About this exercise: Give the tally of lines in the listing that include "genOpts". No other words belong in the answer.

=== Begin Enclosure ===

Issue #1388, opened 2015-11-21
`stack runghc --no-config` and `--standalone` options


massysett:
I am using `stack` as a script interpreter to run a script that generates the `.cabal` file.  Problem is, if there is no `.cabal` file or if the `.cabal` file is empty (as it will be if a script truncates it before writing the output) `stack` will complain.

Currently I move the `stack.yaml` out of the way and then run the script, then move `stack.yaml` back; I have also kept the script in a separate directory to avoid this problem, but both seem to be yucky solutions.  I don't understand why a `stack.yaml` influences the script interpreter behavior, especially when the script interpreter feature works fine with no `stack.yaml` at all.

borsboom:
When you run a script, it runs within the context of the current project.
If you're outside of an explicit project, Stack uses the implicit global
project in `~/.stack/global-project`.  So there is *always* a `stack.yaml`
(since without it Stack has no way to know which resolver to use).  I think
in most cases running a script in the context of the current project is the
right default behaviour, but maybe an option to force Stack to use the
implicit global project could come in handy for cases like this.

A workaround for now might be to pass the `--stack-yaml` argument in the
`-- stack` line to point it at a different project config file which
doesn't include any packages.

borsboom:
Huh, Github cut off a part of the comment I posted by e-mail.  Here's the rest:

A workaround for now might be to pass the `--stack-yaml` argument in the
`-- stack` line to point it at a different project config file which
doesn't include any packages.

mgsloan:
How about a switch that specifies to not load a `stack.yaml`, requiring that everything get passed in via CLI - something like `--no-config`.  This way you can't accidentally depend on your global config for your standalone script.

It'd also be good to have a flag for https://github.com/commercialhaskell/stack/issues/1208 , like maybe `--explicit-packages`.

Then, for ease of use, we might have a flag `--script` that's a synonym for `--no-config --install-ghc --explicit-packages`.

massysett:
> How about a switch that specifies to not load a stack.yaml, requiring that everything get passed in via CLI - something like --no-config.

This would be helpful.  Since `stack` already has the capability to work without a local project, some way to force it to that behavior would be helpful.

borsboom:
That all sounds pretty good to me.

borsboom:
[...]

Issue #1361, opened 2015-11-17
stack ghci <file>


mitchellwrosen:
Is it possible to load a single module into ghci, outside of a project?

```
> stack ghci foo.hs
Run from outside a project, using implicit global project config
Using resolver: lts-3.10 from implicit global project's config file: /Users/mrosen/.stack/global-project/stack.yaml
Error parsing targets: Directory not found: foo.hs
```

mgsloan:
Not currently, but it's a good idea.  I'd also like to support loading files from the project, and have it figure out which cabal components to load.

The way to do this is `stack ghci`, then within the repl, `:load foo.hs`.  Or, within a project, `stack exec ghci` followed by `:load foo.hs`.

mitchellwrosen:
Within a project, is `stack ghci` not equivalent to `stack exec ghci`?

mgsloan:
It isn't - with v0.1.6, `stack ghci` loads up every cabal component for every project.  On the latest dev branch, it now loads up all the library / executable components, consistent with `stack build`.  I did consider having `stack ghci` load up no components - see #1307.  If there's demand for this behavior, I wouldn't mind making the change.

mgsloan:
It'd also be good to be able to support `stack ghci Foo.Bar.Baz`, or `stack ghci --module Foo.Bar.Baz` (otherwise we might be overloading TARGET with a few too many ways to parse)

mgsloan:
This has been implemented!  One caveat is that you cannot specify both normal targets and file targets.  The logic for specifying both would have been complicated, so I took the easy way out.

Issue #1208, opened 2015-10-21
interpreter: Don't make cached packages available that are not specified with `--package`


soenkehahn:
Consider the following script:

``` haskell
#!/usr/bin/env stack
-- stack --resolver lts-3.10 --install-ghc runghc

import Safe

main :: IO ()
main = do
  print $ headMay "foo"
```
This script depends on the package `safe`. It currently works without problems on my machine, but only because I already have the package `safe` cached for the specified snapshot. On machines where the package is not installed it fails with
```
Test.hs:4:8:
    Could not find module ‘Safe’
    Use -v to see a list of the files searched for.
```
It would be great if `stack` scripts would either fail or succeed independent of cache state. Then I could create `stack` scripts on my machine, copy them to different machines and be fairly sure that they will run.

borsboom:
There's a tension between making scripting as convenient as possible for "one-offs" and making them reproducible.  My inclination is to lean toward the "one-off" case for this, and recommend making an actual project if you want proper reproducibility.  I already find the `-- stack ...` header line gets unwieldy, and having to list all dependencies there would be much worse.

If we *do* want proper reproducible scripts, I think we'd have to considering adding support for an inline `stack-yaml`-like configuration in the script's header, rather than reproducing a bunch of those features on the command-line.  But is it worth it?  I'm inclined to think not.

soenkehahn:
I didn't really consider the use-case of one-off scripts, but that's a very good point.

Ideally I think we would have both: reproducible and one-off scripts. (This could be done with a command line switch or a separate command.) Any thoughts on this?

borsboom:
No objection to finding a way to optionally improve reproducibility for scripts.  Simplest might be be to add a switch to `stack runghc` that requires dependencies to be explicitly listed.

borsboom:
Note discussion of multiline script directive in #1394, which should probably be done before this.

Also, related discussion about adding a `--script` flag in  https://github.com/commercialhaskell/stack/issues/1388#issuecomment-158703708.

rrnewton:
`--standalone` will be great.

In the meantime, is there any better way to test whether your script has undeclared dependencies rather than having to manually create a `stack.yaml` file and paste in the dependencies?  For long dependency lists, this is rather tiresome because it's a different textual format... i.e. reformatting `--package foo --package bar` to a list in the yaml file.

[...]

PR #1737, opened 2016-02-04
Change 'stack ghc' to provide package context

afcady:
This patch is necessary for me to use `flycheck` (which calls `stack ghc` internally) on a project that uses `cryptonite` with a package database that contains `cryptohash`.

Without it, I get flycheck errors like this:

```
    Ambiguous module name ‘Crypto.Hash’:
      it was found in multiple packages:
      cryptonite-0.10@crypt_9z0j8QI27Av2VIWw0mEkTO cryptohash-0.11.6@crypt_3Cwvwq9ssRY1dmVI1qI6C2
```

Related: https://github.com/flycheck/flycheck-haskell/issues/52

### DIFF
--- a/src/Stack/Ghci.hs
+++ b/src/Stack/Ghci.hs
@@ -13,7 +13,6 @@ module Stack.Ghci
     , GhciPkgInfo(..)
     , GhciException(..)
     , ghciSetup
-    , ghciSetup'
     , ghci
     ) where
 
@@ -101,14 +100,6 @@ instance Show GhciException where
         [ "Not attempting to start ghci due to these duplicate modules."
         , "Use --no-load to try to start it anyway, without loading any modules (but these are still likely to cause errors)"
         ]
-
-ghciSetup' :: (MonadIO f, HasHttpManager r, MonadReader r f, MonadBaseControl IO f, MonadMask f, MonadLogger f, HasEnvConfig r, HasTerminal r, HasLogLevel r) => GhciOpts -> f [String]
-ghciSetup' opts = genOpts . extract <$> ghciSetup opts
-  where
-    extract (_, _, x) = x
-    genOpts :: [GhciPkgInfo] -> [String]
-    genOpts pkgs = nubOrd (concatMap (concatMap (oneWordOpts . snd) . ghciPkgOpts) pkgs)
-    oneWordOpts bio = bioOneWordOpts bio ++ bioPackageFlags bio
 
 -- | Launch a GHCi session for the given local package targets with the
 -- given options and configure it with the load paths and extensions
--- a/src/Stack/Ghci.hs
+++ b/src/Stack/Ghci.hs
@@ -13,6 +13,7 @@ module Stack.Ghci
     , GhciPkgInfo(..)
     , GhciException(..)
     , ghciSetup
+    , ghciSetup'
     , ghci
     ) where
 
@@ -100,6 +101,14 @@ instance Show GhciException where
         [ "Not attempting to start ghci due to these duplicate modules."
         , "Use --no-load to try to start it anyway, without loading any modules (but these are still likely to cause errors)"
         ]
+
+ghciSetup' :: (MonadIO f, HasHttpManager r, MonadReader r f, MonadBaseControl IO f, MonadMask f, MonadLogger f, HasEnvConfig r, HasTerminal r, HasLogLevel r) => GhciOpts -> f [String]
+ghciSetup' opts = genOpts . extract <$> ghciSetup opts
+  where
+    extract (_, _, x) = x
+    genOpts :: [GhciPkgInfo] -> [String]
+    genOpts pkgs = nubOrd (concatMap (concatMap (oneWordOpts . snd) . ghciPkgOpts) pkgs)
+    oneWordOpts bio = bioOneWordOpts bio ++ bioPackageFlags bio
 
 -- | Launch a GHCi session for the given local package targets with the
 -- given options and configure it with the load paths and extensions
--- a/src/Stack/Options.hs
+++ b/src/Stack/Options.hs
@@ -621,6 +621,10 @@ execOptsExtraParser = eoPlainParser <|>
                       ExecOptsEmbellished
                          <$> eoEnvSettingsParser
                          <*> eoPackagesParser
+                         <*> boolFlags False
+                                 "add-ghci-packages"
+                                 "prefix the executed command line with the same -package (etc.) args that would be used for GHCI"
+                                 idm
   where
     eoEnvSettingsParser :: Parser EnvSettings
     eoEnvSettingsParser = EnvSettings
--- a/src/Stack/Types/Config.hs
+++ b/src/Stack/Types/Config.hs
@@ -383,6 +383,7 @@ data ExecOptsExtra
     | ExecOptsEmbellished
         { eoEnvSettings :: !EnvSettings
         , eoPackages :: ![String]
+        , eoGhciPackages :: !Bool
         }
     deriving (Show)
 
--- a/src/main/Main.hs
+++ b/src/main/Main.hs
@@ -304,6 +304,10 @@ commandLineHandler progName isInterpreter = complicatedOptions
                     "Run ghc"
                     execCmd
                     (execOptsParser $ Just ExecGhc)
+        addCommand' "ghcCmd"
+                    "Run ghc with package context"
+                    ghcCmd
+                    (execOptsParser $ Just ExecGhc)
         addCommand' "ghci"
                     "Run ghci in the context of package(s) (experimental)"
                     ghciCmd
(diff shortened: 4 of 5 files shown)


mgsloan:
Thanks for working on this.  One issue is that since it uses the default build options, info from all the executable and library components will be used (and not from test / benchmarks).  Sometimes the info from two packages don't work well together, for example, if one imports `monads-tf` and the other uses `mtl`, then we'll get a lot of ambiguous module name errors.  So, the user needs to be able to specify which packages to use.

I actually don't think this is necessary, it should already be possible with `stack ghci --with-ghc flycheck --ghci-options my-extra-opt-1 --ghci-options my-extra-opt-2`, if flycheck accepts all the same args as ghc.

afcady:
Oh, I see.

mgsloan:
Hrm, actually `defaultBuildOptions` has `boptsTargets = []`.  I'm rather confused as to why this would work, as if there are no targets then `ghciSetup` won't do much cleverness, and we won't get any `-package-id` flags.

afcady:
Oh, I see.  Didn't read that yet when I replied.  I guess it would fail on certain projects.

As far as `--with-ghc`, I didn't know you could do that -- but flycheck isn't a command line app, it's elisp inside emacs which launches an external process via `stack ghc` on the file that you're editing in emacs (or, actually, a copy).  It just adds options to redirect output.

So I think what has to happen to fix what you're talking about is to go from a ``x.hs`` filename (the info available to flycheck) to a cabal target.

---

>  I'm rather confused as to why this would work, as if there are no targets then ghciSetup won't do much cleverness, and we won't get any -package-id flags.

Well, it produces the same package-id flags that would be produced with a simple ``stack ghci`` with no other args.  (Which is not an empty set, as I verified with `ps`.)  Actually `stack ghci --with-ghc echo` gets you those flags too :)

afcady:
I did a `git pull --rebase` and `git push -f` (editing git history) and I guess that caused github to hide this conversation which had previously been visible here:

https://github.com/afcady/stack/commit/7897a9da2178651401a9a7adb555e8ced4188126#commitcomment-15877233

mgsloan:
So is `stack ghci --with-ghc echo` sufficient?  I'm trying to avoid adding stuff when unnecessary.  One issue is that I don't like the `ghcCmd` name.  No other command is camel case. 

We already have `stack ghc` as an alias for `stack exec ghc`.  How about adding something like this as a subcommand of `query` - `stack query ghc-args`?  I'd want it to take all the arguments that `stack ghci` takes, but with the following conceptual defaults: `--no-load --no-build --no-interpreter`.  I say conceptual, because probably the code paths would be different beyond `ghciSetup`.

Sorry to push back on code you've worked on, but we want things to fit together nicely into a cohesive whole.

afcady:
> So is `stack ghci --with-ghc echo` sufficient?

No it isn't.  For two reasons:

1. The issue you raised, that the default cabal target is not going to work if different targets have conflicting packages.  So ultimately the package arguments are not even correct.

2. `ghci` isn't `ghc`, so the arguments need to be edited: `--interactive` needs to be stripped off, `-threaded` ideally needs to be *re-*added (if it was removed), `-optP/tmp/ghci29597/cabal_macros.h`doesn't look like it should be there, etc.  

  Of course, this could be done with some kind of external program instead of `echo`, that gets the `-package` args out of the command line and then constructs a new command line (which must be kept in sync with the version of `stack` that is calling it) and then calls it.  Ultimately such a program would have to solve problem #1 too.  Since it does need to be written, I'd say the logical place for it is therefore within the stack program itself.  Right?

-----

>  One issue is that I don't like the ghcCmd name.

There's a miscommunication going on here -- you're looking at the wrong patch!  Look at a diff between my master and the master of commercialhaskell -- there is no such name anymore.  I removed it before even submitting the pull request, although I didn't amend my git history.  (I guess that was a mistake, I should have submitted a single commit.)

Here is the pull request with all four commits combined:

https://github.com/commercialhaskell/stack/pull/1737/files

What I did in the final version of the pull request is modify the default behavior for `stack ghc` and the reason I did it that way is that, on my computer where I'm writing code, this fixes flycheck error checking, thus restoring my workflow to what it was (very pleasant!) before I added a dependency on `cryptonite` -- without me having to modify/reconfigure `flycheck` or otherwise write any elisp or anything like that.

But it does seem to me that modifying the default behavior of `stack ghc` is a good idea here, even beyond fixing flycheck my own box.  It seems to me that `stack ghc`'s behavior is simply not correct, unless it receives the package-id args (and the correct ones).

>Sorry to push back on code you've worked on, but we want things to fit together nicely into a cohesive whole.

That's OK.  Just make sure you look at the right patch :)

mgsloan:
Ah, I see!  More food for thought on this: https://github.com/commercialhaskell/stack/issues/1208 https://github.com/commercialhaskell/stack/issues/1388

> -optP/tmp/ghci29597/cabal_macros.hdoesn't look like it should be there, etc.

You actually probably do want that, if you want cabal CPP macros to work.

> I removed it before even submitting the pull request, although I didn't amend my git history. (I guess that was a mistake, I should have submitted a single commit.)

Yeah, it's better to leave out the previous attempt, to avoid confusion.

> But it does seem to me that modifying the default behavior of stack ghc is a good idea here, even beyond fixing flycheck my own box. It seems to me that stack ghc's behavior is simply not correct, unless it receives the package-id args (and the correct ones).

`stack ghc` simply runs ghc in stack's environment. These args come from knowing which package we're trying to build, which requires targets.

> The issue you raised, that the default cabal target is not going to work if different targets have conflicting packages. So ultimately the package arguments are not even correct.

Yeah, that's why we need to know which targets the user cares about.  https://github.com/commercialhaskell/stack/issues/1361 is relevant, we should be able to determine the target the user cares about, based on which file they are compiling.

afcady:
>>    -optP/tmp/ghci29597/cabal_macros.h

> You actually probably do want that, if you want cabal CPP macros to work.

Ha!  So it should.  Turns out that's another bug in flycheck+stack!  The cabal CPP macros indeed do *not* work in flycheck.

(Of course, just adding the argument isn't enough to fix it, because the file also has to be generated (and, ideally, removed) -- another problem for a `stack ghci --with-ghc=echo` kind of approach.)

> #1361 

Seems about right.  One kink though is that `flycheck` does not run `stack ghc` on the actual file, but instead saves from the editor buffer into a temporary file and runs `stack ghc` on that.

Probably it's too much for stack to guess the original filename --  flycheck should supply more info (although this breaks compatibility with existing flycheck installs).  But the functionality of mapping filename -> cabal target  still seems to fall into the purview of stack.

Seems to me like a possible plan would be something like this:

1. Add a flag `--no-interactive` to `stack ghci` which disables adding `--interactive` and also disables anything else that is done solely for `ghci` (like removing `-threaded` -- and maybe that's it?)

2. Add a parameter `--filename` (or whatever) to `stack ghci` that derives the target from a filename (but *does not* add the filename to the `ghc` command line).

  (Alternatively: add another syntax to the target parser.  Maybe `source-file:` to go along with `exe:`, `test:`, and `bench:`.)

3. Modify `flycheck` to call `stack ghci --no-interactive --filename <original filename in project> <temp file>` instead of `stack ghc <temp file>` (iff stack version is high enough)

(That creates a weirdness where `stack ghci --no-interactive` != `stack ghc` but the latter could be made an alias of the former if desired.)

----

Thoughts?

afcady:
So I got cabal_macros.h included, fixing cabal CPP in flycheck, but I had to change some things around to do so.  Specifically, that `ghci29597` in `optP/tmp/ghci29597/cabal_macros.h` changes on every compile, forcing a recompilation of everything.  I changed the filename to exist under `.stack-work/` and to use the hash of the file content as the basename.

https://github.com/afcady/stack/compare/ghci-no-interactive~2...afcady:ghci-no-interactive?diff=unified&name=ghci-no-interactive

mgsloan:
Hey, sorry for letting this languish!  Things got busy

> But the functionality of mapping filename -> cabal target still seems to fall into the purview of stack.

True!  How about "stack query targets-for FILE"  and "stack query default-target-for FILE`.  It doesn't really fit into query's current tree-of-data schema, but it's experimental, so we can change how it works (ideally maintaining compatibility with the existing queries).  As already mentioned, the implementation can be shared with #1361

> Add a parameter --filename (or whatever) to stack ghci that derives the target from a filename (but does not add the filename to the ghc command line).
>
> (Alternatively: add another syntax to the target parser. Maybe source-file: to go along with exe:, test:, and bench:.)

The targets parser is already pretty overloaded.  However, none of our existing target syntax allows ".hs" or ".lhs" (well except dirs, and in that case it's unambiguous what the user means).

> (That creates a weirdness where stack ghci --no-interactive != stack ghc but the latter could be made an alias of the former if desired.)

I think that's fine.  Retrospectively, using `repl`, like cabal, may have been a better choice.  Then, `stack ghci` could just be an alias of `stack exec ghci` (which is a rather useful thing independently of `stack ghci`!).

> Modify `flycheck` to call `stack ghci --no-interactive --filename <original filename in project> <temp file>` instead of `stack ghc <temp file>` (iff stack version is high enough)

Seems reasonable!  You could also just demand that the user updates their stack version since this will work quite a bit better.

mgsloan:
Going to go ahead and close this, thanks for the discussion!  I opened #2053 to track further work here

=== End Enclosure ===

Response area: 6